The financial statements have been prepared under the historical cost convention and on accrual basis and on going concern concept.

USE OF ESTIMATES

The preparation of financial statements requires estimates and assumptions to be made that affect the reported amount of assets and liabilities on the date of the financial statements and the reported amount of revenues and expenses during the reported period. Difference between the actual results and estimates are recognized in the period in which the results are known/materialized.

FIXED ASSETS

To state Fixed Assets at the cost of acquisition inclusive of inward freight, duties and taxes and incidental expenses related to acquisition. In respect of major projects involving construction/fabrication, related pre-operational expenses form part of the value of the assets capitalized. Expenses capitalized also includes applicable borrowing costs. To adjust the original cost of fixed assets acquired through foreign currency loans at the end of each financial year by any change in liability arising out of expressing outstanding foreign currency loan at the rate of exchange prevailing at the date of Balance Sheet.

To capitalize software where it is expected to provide future enduring economic benefits. Capitalization costs includes license fees and cost of implementation/system integration services. The costs are capitalized in the year in which the relevant software is implemented for use.

All up-gradations/enhancements are generally charged off as revenue expenditure unless they bring similar significant additional benefits.

No amortization is provided in the Accounts in respect of Leasehold Land in view of the long term tenure, which is akin to ownership.

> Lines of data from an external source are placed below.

PR #1145, opened 2021-01-20
fix: nullify srcObject instead of calling removeAttribute

komachi:
Sorry, I was wrong in #1121, as srcObject is not a content attrubute, but an IDL attribute, it cannot be cleared with removeAttribute. This pr fixes this and properly nullify srcObject [as per spec](https://html.spec.whatwg.org/multipage/media.html#dom-media-srcobject).


src/players/FilePlayer.js
```diff
@@ -38,7 +38,7 @@ export default class FilePlayer extends Component {
       this.props.url !== prevProps.url &&
       !isMediaStream(this.props.url)
     ) {
-      this.player.removeAttribute('srcObject')
+      this.player.srcObject = null;
```
cookpete, line 41:
```suggestion
      this.player.srcObject = null
```

cookpete (changes requested):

Depreciation on Fixed Assets is provided for on Straight Line Method over the useful life of the assets at the rates and in the manner specified in the Schedule II of the Companies Act, 2013.

INVESTMENTS

To state current investment at lower of cost and fair value, and long term investments are stated at cost. Where applicable, provision is made where there is a permanent fall in valuation of long term investments.

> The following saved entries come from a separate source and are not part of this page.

PR #1148, opened 2021-01-21
Remove tabIndex from preview component

edunad:
Hi!

Currently developing a project that uses react-player and we are using a custom focus system. Having this `tabIndex` on the preview is sadly breaking it, and there is no easy way to remove it.

I think the `tabIndex` should be handled by the user implementing the player (Aka : wrap it around a div with tabindex)

### DIFF
--- a/src/Preview.js
+++ b/src/Preview.js
@@ -95,7 +95,6 @@ export default class Preview extends Component {
         style={styles.preview}
         className='react-player__preview'
         onClick={onClick}
-        tabIndex={0}
         onKeyPress={this.handleKeyPress}
       >
         {playIcon || defaultPlayIcon}


cookpete:
>I think the tabIndex should be handled by the user implementing the player (Aka : wrap it around a div with tabindex)

Wouldn't that prevent the user from being able to "click" the preview using the keyboard? You would need the clickable thing in focus.

I'm happy to add a `previewTabIndex` prop that defaults to `0`? Or maybe just `previewProps` that lets you override anything on that div.

edunad:
> I'm happy to add a previewTabIndex prop that defaults to 0? Or maybe just previewProps that lets you override anything on that div.

That's a better solution I think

CURRENT ASSETS Inventories are valued as:

(a) Stores and Spares : at lower of cost or net realizable value

(b) Raw Materials : at lower of cost or net realizable value

(c) Work in process : at lower of cost or net realizable value

(d) Finished Goods : at lower of cost or net realizable value

Cost is arrived at on First In First Out basis. Cost comprises expenditure incurred in normal course of the business in bringing such inventories to its location and includes, where applicable, appropriate overheads based on normal level of activities. Obsolete, slow moving and defective inventories are identified at the time of physical verification of inventories and, where necessary, provision is made for such inventories.

IMPAIRMENT OF ASSETS

Impairment is ascertained at each balance sheet date in respect of company''s fixed assets. An impairment loss is recognized wherever the carrying amount of an asset exceeds its recoverable amount. The recoverable amount is the greater of the net selling price and value in use. In assessing value and use, the estimated future cash flows are discounted to their present value based on an appropriate discount factor.

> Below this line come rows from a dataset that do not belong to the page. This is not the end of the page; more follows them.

PR #1153, opened 2021-01-23
fix: ensure lazy typedefs mirror defaults

### LINKED ISSUE #1146: TypeScript declarations for react-player/lazy broken in v2.8.1
#### Current Behavior
Previously successfully using react-player v2.7.2 in TypeScript project importing react-player/lazy.

Upgrading to react-player v2.8.1 results in TypeScript errors as the TypeScript declarations for react-player/lazy have been broken.

#### Expected Behavior
Working TypeScript declarations for react-player/lazy.

#### Steps to Reproduce
Just try importing "react-player/lazy" in TypeScript project using react-player v2.8.1.

#### Environment
- URL attempting to play: n/a
- Browser: Chrome
- Operating system: Windows 10
- jsFiddle example: n/a

#### Other Information
Related to old closed issue https://github.com/cookpete/react-player/issues/918.

The react-player/lazy/index.d.ts file seems to be a copy of the react-player/index.d.ts file but this simple approach no longer works due to broken relative path imports.

jahed:
Fixes #1146

## Notes

~~To avoid the cyclic dependency (which would cause an invalid lazy -> base -> lib dependency), since base.d.ts is used internal only, it's safe to move the default types there (to avoid base -> lib) and re-export them in `index.d.ts`.~~

I also moved `index.d.ts` to `lib/index.d.ts` as that's where `lib/index.js` is. So `main` and `typings` match to avoid confusion. This also solves the relative path issue when copying it for `lazy/index.d.ts`.


JuanM04:
> I also moved index.d.ts to lib/index.d.ts as that's where lib/index.js is. So main and typings match to avoid confusion. This also solves the relative path issue when copying it for lazy/index.d.ts.

That's pretty neat

> To avoid the cyclic dependency (which would cause an invalid lazy -> base -> lib dependency), since base.d.ts is used internal only, it's safe to move the default types there (to avoid base -> lib) and re-export them in index.d.ts.

You just changed where the cyclic dependency happens: now, for example,`soundcloud.d.ts` imports `base.d.ts` and vice-versa.
Maybe, you should create a `types/lazy/index.d.ts` like this:

```ts
export * from '../index'
export { default } from '../index'
```

jahed:
>You just changed where the cyclic dependency happens

Ah, of course. 🤦🏽 I'll avoid resolving the cyclic dependency. Thought it was causing errors so went for a quick "fix" but it was actually `npm link` anyway. (https://github.com/Microsoft/TypeScript/issues/6496#issuecomment-384786222)

I've pushed an update.

types/lazy/index.d.ts
```diff
@@ -0,0 +1,2 @@
+export * from '../lib'
+export { default } from '../lib'
```
cookpete, line 2: Newline at the end of this file would match the rest of the codebase 👍

cookpete (changes requested):

types/lazy/index.d.ts
jahed: Yeah, I saw that. Pushing again.

package.json
```diff
@@ -21,7 +21,7 @@
     "build:standalone": "cross-env NODE_ENV=production webpack --config webpack/standalone.babel.js",
     "preversion": "npm run lint && npm run test",
     "version": "auto-changelog -p && npm run build:dist && npm run build:standalone && git add CHANGELOG.md dist",
-    "prepublishOnly": "npm run build:lib && npm run build:lazy && npm run build:dist && node scripts/pre-publish.js && cp types/*.d.ts . && cp types/index.d.ts lazy",
+    "prepublishOnly": "npm run build:lib && npm run build:lazy && npm run build:dist && node scripts/pre-publish.js && cp types/*.d.ts . && cp types/lib/index.d.ts lib && cp types/lazy/index.d.ts lazy",
```
cookpete, line 24: Would this work?

```suggestion
    "prepublishOnly": "npm run build:lib && npm run build:lazy && npm run build:dist && node scripts/pre-publish.js && cp -r types/* .",
```

JuanM04: I was thinking about that. I just tested it in my Linux machine and it works

jahed: I was worried it might overwrite directories. But it does work. 👍🏽

cookpete (approved):

cookpete:
Great work @jahed. Thanks for the help @JuanM04 👍

PR #1169, opened 2021-02-08
Adds previewTabIndex property to light mode

edunad:
Tested using local build


cookpete:
Nice work! Note that this fixes https://github.com/cookpete/react-player/pull/1148

Issue #1466, opened 2022-06-12
Problem launching the second video on an MP4 format


thomaslasky:
#### Current Behavior
When i send an array of URL with MP4 path the player read the first MP4 path, but at the end it don't switch to the second URL.
It work with Youtube URL, but not with MP4 url.

#### Expected Behavior
After read the first MP4 URL Video, it switch to the second one auto

#### Steps to Reproduce
1. Create the player with an array of 2 URL with MP4 files

#### Environment
- URL attempting to play: url={["http://commondatastorage.googleapis.com/gtv-videos-bucket/sample/BigBuckBunny.mp4", "http://commondatastorage.googleapis.com/gtv-videos-bucket/sample/ForBiggerJoyrides.mp4"]} it just sample url just for test my app
- Browser: Firefox 102.0b6
- Operating system: Windows 11 (last version)
- jsFiddle example: https://jsfiddle.net/0wz8nred/4/

#### Other Information
It work perfectly with youtube URL

hernandiazz9:
Hi there, I'm working on this issue, and I find one way to do it. 
I will do a Pull Request and hopefully will be fixed soon. 

Cheers

RobertoLlopis:
PR Code: #1518

PR #1518, opened 2022-10-09
Fix problem launching the second video on mp4 format. Issue: #1466

RobertoLlopis:
Hello again. 

We manage to set logic in FilePlayer in order to reproduce multiple videos and audios in Array passed to url prop.
We tested it with mp4 files.

We found kind of unclear what maps of source tags in the end of the file is for. It was returning source with src as undefined when multiple before.

Feel free to correct or suggest any further consideration.

It passed lint and tests

### DIFF
--- a/src/players/FilePlayer.js
+++ b/src/players/FilePlayer.js
@@ -20,6 +20,11 @@ export default class FilePlayer extends Component {
   static displayName = 'FilePlayer'
   static canPlay = canPlay.file
 
+  state = {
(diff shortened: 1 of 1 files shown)


cookpete:
Custom playlist functionality is outside of the scope of this library. URL arrays in `FilePlayer.js` are used for [multiple sources](https://developer.mozilla.org/en-US/docs/Web/HTML/Element/source#video_example) (eg different formats) of the same video.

ACCOUNTING FOR PROVISIONS, CONTINGENT LIABILITIES & CONTINGENT ASSETS

Provisions are recognized in terms of Accounting Standard 29-"Provisions, Contingent Liabilities and Contingent Assets" issued by The Institute of Chartered Accountant of India, when there is a present legal or statutory obligation as a result of past event where it is probable that there will be outflow of resources to settle the obligation and when a reliable estimate of the amount of the obligation can be made.

Contingent Liabilities are recognized only when there is a possible obligation arising from past events due to occurrence or non occurrence of one or more uncertain future events not wholly within the control of the company or where reliable estimate of the obligation can not be made. Obligations are assessed on an ongoing basis and only those having largely probable outflow of resources are provided for.

Contingent Assets are not recognized in the financial statements.

CLAIMS

To disclose claims against the company not acknowledged as debts after a careful evaluation of the facts and legal aspect of the matter involved.